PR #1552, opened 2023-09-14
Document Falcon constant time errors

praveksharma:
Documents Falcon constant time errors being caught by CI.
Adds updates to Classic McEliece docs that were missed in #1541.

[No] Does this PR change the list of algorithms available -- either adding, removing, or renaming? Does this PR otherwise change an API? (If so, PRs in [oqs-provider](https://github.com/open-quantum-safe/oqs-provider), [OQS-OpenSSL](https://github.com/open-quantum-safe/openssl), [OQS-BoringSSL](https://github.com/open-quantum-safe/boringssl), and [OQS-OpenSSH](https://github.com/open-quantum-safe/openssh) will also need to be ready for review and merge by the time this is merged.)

---+---

Each line from the top of the material above, through the one that contains "Adds updates to", should be restated word for word.

PR #1552, opened 2023-09-14
Document Falcon constant time errors

praveksharma:
Documents Falcon constant time errors being caught by CI.
Adds updates to Classic McEliece docs that were missed in #1541.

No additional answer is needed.